How We Are Hungry
In the past decade, Dave Eggers has created two literary journals, a nonprofit writing center, a publishing company and a daily humor website, not to mention a pirate supply storefront in San Francisco—a Dickensian swirl of activity which might explain why some people have forgotten Dave Eggers is also a writer.
The publication of How We Are Hungry, his collection of 15 new stories, will certainly change that. Ranging in setting from Tanzania to Ireland, from Egypt to a long, lonely stretch of I-5, these tales reinvigorate that staid old form, the short story, with a jittery sense of adventure. All of Eggers' characters are seekers; most of them are confused about what exactly they're seeking.
In this sense, Eggers is beginning to resemble this generation's Jack Kerouac. He adores motion, but it's impossible for him to write about movement without examining its moral component. How do Americans travel without importing the injustice of our wealth to other regions? It's a question Eggers pondered in his debut novel, You Shall Know Our Velocity, the tale of two young men trying to give away $32,000 in a week.
How We Are Hungry comes out of a similar anxiety about generosity. In "Another," a man gets on a plane and flies to Egypt for vacation shortly after the American government has told him it's not safe to be there. He spends the rest of the trip touring the country on a horse, taking what seems to be a ritualistic pounding in the saddle. "I needed to prove to this Egyptian lunatic ... I could be punished," he says, "that I expected the punishment and could withstand it."
What really seems to irk Eggers is that what one calls generosity in this country is considered empathy in other parts of the world. As one reads deeper, however, Eggers makes a deft transition from exploring global empathy—which can seem so theoretical, especially when the fighting is Over There—to exploring relations between the sexes, which often feel agonizingly tangible.

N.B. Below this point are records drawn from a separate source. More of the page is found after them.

PR #2350, opened 2023-07-25
feat(spans): Extract spans from transactions

jjbayer:
Extract spans from transactions and publish them on a new Kafka topic `ingest-spans`. Protected by a feature flag.

Notes:

* Spans are extracted only in processing relays. If an SDK or downstream Relay provides `Span` items in an envelope, they are deleted unconditionally.
* The extraction happens after all regular transaction processing, for example metrics extraction and dynamic sampling. If we want to split the sampling logic in the future, we will have to move the extraction to an earlier stage.


relay-config/src/config.rs
```diff
@@ -582,6 +584,7 @@ impl Default for Limits {
             max_api_file_upload_size: ByteSize::mebibytes(40),
             max_api_chunk_upload_size: ByteSize::mebibytes(100),
             max_profile_size: ByteSize::mebibytes(50),
+            max_span_size: ByteSize::mebibytes(1),
```
jjbayer, line 587: TBD, we could go lower, e.g. 100 KiB.

relay-server/src/actors/store.rs
```diff
@@ -990,6 +1022,18 @@ struct CheckInKafkaMessage {
...
+struct SpanKafkaMessage {
+    /// Raw span payload.
+    payload: Bytes,
+    /// Time at which the span was received by Relay.
+    start_time: u64,
+    /// The project id for the current span.
+    project_id: ProjectId,
+    // Number of days to retain.
+    retention_days: u16,
+}
```
jjbayer: This schema was copy-pasted from events and is 100% open still.

1. Do we want msgpack wrapping a JSON payload, or just a flat JSON message? Or something else entirely?
2. If we're not going for an opaque `payload` field, what fields should this message have?
3. Do we even need the `start_time`, `project_id`, and `retention_days` fields?

relay-server/src/actors/processor.rs
```diff
@@ -2232,6 +2233,36 @@ impl EnvelopeProcessorService {
...
+            _ => ItemAction::Keep,
+        });
+
+        if !state
+            .project_state
+            .has_feature(Feature::ExtractStandaloneSpans)
+        {
+            return;
+        };
+
```
jjbayer, line 2261: Should probably check for `event.type == transaction` here.

relay-server/src/actors/store.rs
phacops: 1. The simpler the better. If we can have one message encoded as msgpack, I'll take it (so we only have to decode once and not decode the msgpack from Kafka then the payload as JSON).
2. Can we have a field `span` which would embed the span structure we receive?
3. `start_time`is necessary to monitor the latency of the pipeline so I'd leave it, `project_id` will likely be useful later on and where does `retention_days` come from? It's likely something we can and will fetch in `sentry`.

relay-config/src/config.rs
phacops: I'd leave it high for now, not sure how big spans will be (very likely way lower than 1 MiB, even 100 KiB would be surprising), we'll lower it later.

relay-config/src/config.rs
```diff
@@ -542,6 +542,8 @@ struct Limits {
     max_api_chunk_upload_size: ByteSize,
     /// The maximum payload size for a profile
     max_profile_size: ByteSize,
+    /// The maximum payload size for a span
```
iker-barriocanal: nit:
```suggestion
    /// The maximum payload size for a span.
```

relay-server/src/actors/processor.rs
iker-barriocanal: Line 2250 returns early if the event isn't a transaction, does that cover the need?

relay-server/src/actors/store.rs
jjbayer: @phacops Refactored as you suggested.

relay-server/src/actors/processor.rs
```diff
@@ -2237,6 +2238,43 @@ impl EnvelopeProcessorService {
         Ok(())
     }
 
+    #[cfg(feature = "processing")]
+    fn extract_spans(&self, state: &mut ProcessEnvelopeState) {
+        // For now, drop any spans submitted by the SDK.
+        state.managed_envelope.retain_items(|item| match item.ty() {
+            ItemType::Span => ItemAction::DropSilently,
+            _ => ItemAction::Keep,
+        });
```
iker-barriocanal, line 2247: I don't know how much load standalone spans in envelopes will represent to consider moving this logic to PoPs.

relay-server/src/actors/store.rs
```diff
@@ -1041,6 +1093,7 @@ impl Message for KafkaMessage {
             Self::ReplayEvent(message) => message.replay_id.0,
             Self::ReplayRecordingNotChunked(_message) => Uuid::nil(), // Ensure random partitioning.
             Self::CheckIn(_message) => Uuid::nil(),
+            Self::Span(_) => Uuid::nil(), // TODO
```
iker-barriocanal: Q: how does a nil partition key interact with the forwarding?

iker-barriocanal (approved):
Nicee

olksdr (approved):

relay-server/src/actors/processor.rs
jjbayer: There should not be any, so for now this is just a precaution.

relay-server/src/actors/store.rs
jjbayer: `nil` means random partitioning (see lines above), which should be good for now.

```suggestion
            Self::Span(_) => Uuid::nil(), // random partitioning
```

In "The Only Meaning of the Oil-Wet Water," a woman flies down to Costa Rica to figure out whether her friend Hand (who reappears from Velocity) is a lover or merely a friend. It's a heartbreaking little story because—if you're the kind of person that takes time seriously—it reminds you how many near misses you have when searching for the One. What do you do with all those moments, so indelibly remembered?
And here is where Eggers takes his writing to a whole new level. While A Heartbreaking Work of Staggering Genius fried Eggers' grief over his parents' death in a vat of irony—a necessary tick, no doubt, in desanctifying the memoir—these stories do not have their guard up. They are raw, unfiltered and have the same quivering texture of lived experience. A sentence Eggers uses to describe surfing in the book aptly describes his characters' emotional bona fides: "Everyone was an amateur, everyone pretending at grace."
Couples make out awkwardly, hungrily and, once, a little too forcefully. They say inappropriate things. Indeed, the challenge of connection is what animates Eggers' best writing, and he's set the bar quite high for himself. God, clouds, horses, sheep, a very happy dog and the ocean all have speaking parts in this collection.
It's a shame it has taken me this long to mention how fun it is to read Eggers' prose, even when he is twisting a knife in your heart. Reading these stories you get the sense that he really likes words, that he might be thinking to himself "wheeeeeee!" as he types. For example, on her trip to Costa Rica, the heroine of "The Only Meaning of Oil-Wet Water" laments that she went to Costa Rica instead of Nicaragua.
"Nicaragua sounded dangerous," she thinks to herself. "It sounded like some kind of spider. There it goes, under the table—Nicaragua!"
Following Dave Eggers' talent as it tap dances across continents and genres is a bit like watching a spider walk sideways up a wall. He does things which should be impossible, and he does them gracefully. And all the while his web gets bigger and bigger.